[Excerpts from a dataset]
PR #4005, opened 2018-07-03
Bug 1364756 - search with Firefox opens new tab

mrachamallu:

Search with Firefox option opens up a new normal or private tab and searches the highlighted word on the default search engine.

## Pull Request Checklist

## Screenshots


Client/Frontend/Browser/BrowserViewController.swift
```diff
@@ -1691,6 +1691,11 @@ extension BrowserViewController: TabDelegate {
         updateFindInPageVisibility(visible: true)
         findInPageBar?.text = selection
     }
+
+    func tab(_ tab: Tab, didSelectSearchWithFirefoxForSelection selection: String) {
+        tab.isPrivate ? openBlankNewTab(focusLocationField: false, isPrivate: true) : openBlankNewTab(focusLocationField: false)
```
farhanpatel: I think this can just be `openBlankNewTab(focusLocationField: false, isPrivate: tab.isPrivate)`

PR #4013, opened 2018-07-09
Trimmed whitespace

adamnemecek:
It's just whitespace.


farhanpatel:
Thank you @adamnemecek . We'll also enable this rule in swiftlint now to make sure we catch any new violations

▸ Assignment: Considering only the data above, return the lines in which "adamnemecek" occurs.

▸ Output below:
adamnemecek:
Thank you @adamnemecek . We'll also enable this rule in swiftlint now to make sure we catch any new violations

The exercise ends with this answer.